As befits the director of Mad Max and The Road Warrior, this sequel to the Academy
Award-nominated Babe is a far more boisterous affair than its predecessor. Whereas
audiences' initial introduction to the helium-voiced sheep-pig centered around the
benign characters of Hoggett's farm, Miller broadens the scope considerably by transplanting
the action to the metaphorical City (with its skyline sporting not only the Statue
of Liberty, but also the Eiffel Tower, the Hollywood sign, and the Sidney Opera House),
making for an altogether more rollicking affair. You know this isn't the same old
Babe when the film's first reel has plump Mrs. Hoggett being strip-searched by the
Drug Enforcement Agency. If the first film was a gentle parable for children and
adults alike, then Babe: Pig in the City is its brash city cousin, a surrealistic,
occasionally grim tale of valor in the face of terrifically bad odds. With occasional
flashes of Orwell's Animal Farm and some set design that looks strangely cribbed
from The City of Lost Children, it is easy to see why the filmmakers had difficulty
securing that all-important G rating. Miller opens his film moments after the close
of the first, with the sheep-pig Babe (E.G. Daily) basking in his newfound glory,
with farmer Hoggett (Cromwell) at his side. The adulation and notoriety soon take
second place to more pressing concerns when the farmer is accidentally injured, leaving
his wife Esme (Szubanski) to manage the farm. After that, it's not long before a
pair of cadaverous bank men come calling to inform the Hoggetts they are about to
lose their land. In a desperate effort to secure some cash flow, Mrs. Hoggett and
Babe set out to make a guest appearance at a faraway fairgrounds, though a series
of missed connections leave them stranded in The City.
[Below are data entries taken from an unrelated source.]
PR #874, opened 2021-12-18
Service: Record and Replay

xmeow:


services/recordandreplay.md
```diff
@@ -0,0 +1,26 @@
...
+    
+    command record @ 0x81 {
+        seconds: u16
+    }
+    
+Record audio for N seconds.
+
+## Registers
+
+    rw seconds: u0.16 / @ intensity
```
pelikhan, line 23: Always less than a second? You probably want something like u22.10 s

services/recordandreplay.md
```diff
@@ -0,0 +1,26 @@
+# Record and Replay
+
+    identifier: 0x1b72bf50
+    group: sound
+    tags: 8bit, padauk
+    
+A record and replay module. You can record a few seconds of audio and play it back.
```
pelikhan, line 7: You probably want to document status code values so that you can use the status changed event to notify when the device is I. Recording/replay mode.

pelikhan, line 7: Volume control?

services/recordandreplay.md
```diff
@@ -0,0 +1,26 @@
...
+
+## Commands
+
+    command replay @ 0x80 {}
```
pelikhan, line 11: Cancel command too?

services/recordandreplay.md
```diff
@@ -0,0 +1,26 @@
...
+    
+Replay cached audio.
+    
+    command record @ 0x81 {
+        seconds: u16
```
pelikhan, line 16: Maybe a register to document the maximum recording duration?

pelikhan (changes requested):

xmeow:
@pelikhan Please check the updated service define. Our current implementation is an MCU with only two gpio, one for record and one for replay. Cached time is handled by the protocol mcu.

services/recordandreplay.md
```diff
@@ -0,0 +1,44 @@
...
+
+    ro status: Status @ value
+
+Indicate the current status 
+
+    ro time: u16 ms / @ intensity
+    
+Milliseconds of audio recorded.
+
+    rw volumn?: u8 @ 0x180
```
pelikhan, line 41:
```
rw volume?: u8 @ intensity
```

services/recordandreplay.md
```diff
@@ -0,0 +1,44 @@
...
+        Idle = 0
+        Recording = 1
+        Playing = 2
+    }
+
+    ro status: Status @ value
+
+Indicate the current status 
+
+    ro time: u16 ms / @ intensity
```
pelikhan, line 37: ro time: u16 ms @ 0x180

services/recordandreplay.md
```diff
@@ -0,0 +1,44 @@
...
+    
+Replay cached audio.
+    
+    command record @ 0x81 {
+        milliseconds: u16 ms
+    }
+    
+Record audio for N milliseconds.
+
+    cancel record @ 0x82 {}
```
pelikhan, line 21:
```
command clear @ 0x82 {}
```
It clears the recorded soud right?

xmeow: No, just interrupt the current record session and keep the recorded samples. Our current implement is just a die chip with only 2 control io. But I think some advanced implement should be able to read/write/delete and list sound samples, stored in onboard spi-flash or SD card. Maybe I should check similar solutions in the market to make this service more complete~

pelikhan: oh great, let's do
```
command stop_recording @ 0x82 {}
```

pelikhan:
We have a "sound player" service defined here: https://microsoft.github.io/jacdac-docs/services/soundplayer . Basically, a list of sound names and a way to play/cancel them. Is there too much overlap with this service?

xmeow:
@pelikhan Sorry that we didn't aware of this service and revert the last commit, just keep things simple.

services/soundrecorderwithplayback.md
```diff
@@ -8,17 +8,17 @@ A record and replay module. You can record a few seconds of audio and play it ba
...
+Replay recorded audio.
     
     command record @ 0x81 {
         milliseconds: u16 ms
     }
     
 Record audio for N milliseconds.
 
-    cancel record @ 0x82 {}
+    command cancel @ 0x82 {}
```
pelikhan, line 21: @xmeow does cancel stops replaying or is it only for recording?

pelikhan:
@xmeow please take a look at the service to make sure it looks good for you

pelikhan (approved):

Issue #879, opened 2022-01-05
rename relay.closed -> relay.active in spec


mmoskal:
@sehodges says: you would normally think of 'actuating' a relay (rather than 'closing' it) because the majority of relays have changeover contacts (so in a sense they are always closed, whether actuated or not)

we should add some language that pins should be labelled: common, active, in-active or something?
(when "active=1" -> common is connected to active, and otherwise common is connected to in-active)

pelikhan:
are relay commonly name "normaly open" "normaly closed"?

mmoskal:
they typically have 3 terminals, so you chose if they are "normally open" (when you connect common and in-active) or "normally closed" (when you connect common and active).

pelikhan:
We used to have active/inactive and that confused users during the hackathon. 

https://github.com/microsoft/jacdac/commit/9d52682bff482c5bb503f617088c6e4f74e62bc9#diff-e9c53b9b51dd29173c184f63e7ec00b505b892bee0f5e21640f021ee69bd8cdf

mmoskal:
Did anyone get a rely module during the hackathon?

I think this can be solved with proper labelling, some subset of the following:

![image](https://user-images.githubusercontent.com/10673976/148365723-6f9cd899-08fe-413d-b6b3-7c0b8630f067.png)

mmoskal:
Or maybe like this:

![image](https://user-images.githubusercontent.com/10673976/148365950-7a0e8105-09a5-4e8d-9d77-c3bdb9d42200.png)

sehodges:
'A' would usually be 'NO' (for normally open) and 'I' would be 'NC' (for normally closed). 'C' is OK but could be 'COM' (for common) to disambiguate from the C in NC.

Steve

pelikhan:
maybe they got a switch. @jamesadevine  do you reckon?

pelikhan:
Should we align switch terminology as well?

mmoskal:
Jacdac switch doesn't have external contacts, so probably no need to change anything there.

PR #883, opened 2022-01-07
rename 'closed' to 'active' in relay + minor spec fixes

mmoskal:
See #879 

Also, `event` report is no longer used - removing.
Also change `auto_off_delay` encoding to be more reasonable (we don't need sub-ms precision there)

### DIFF
--- a/services/_system.md
+++ b/services/_system.md
@@ -36,13 +36,6 @@ The report format is the same as the format of the register.
 Registers number `N` is set by issuing command `0x2000 | N`, with the format
 the same as the format of the register.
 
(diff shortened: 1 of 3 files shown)


jamesadevine:
I think peli wanted to keep event report as it was/is an established pattern? Maybe I missed a conversation.

mmoskal:
We now have the reliable (triplicate) events, which occupy half the service command space. This wrapper report was no longer used anywhere. @pelikhan  ?

pelikhan (approved):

There they check into an animal-friendly
hotel and, while Mrs. Hoggett is thrown in jail (after skirmishing with security
guards who appear to be extras from Mad Max), Babe allies himself with a group of
city-bred animals including a Fagin-esque orangutan and his hipster chimpanzee cronies
(headed by a cool Steven Wright). Much chaos ensues -- far too much to go into here
-- but suffice to say that yes, it all works out in the end. No surprise that; the
real question is whether kids are going to like this loud, tumultuous menagerie of
a film. Despite the odd scene of injured animals and breakneck suspense, this is
still a children's film, though it's much more Willy Wonka than Mickey Mouse. Miller's
non-stop pacing and sense of the absurd is operating on all cylinders, and though
younger kids might shy away from some of the adult gags (of which there are many),
that hard-won G rating is in place, barely. You couldn't have gotten a more pleasantly
bizarre film if Salvador Dali himself had directed, which says a lot for Miller's
rabid talents. Fans of the original (myself included) may be temporarily put off
by this sequel's kinetic clutter, but at its heart it's still the same pinkly porcine
tale of pig power and PETA-friendly anima.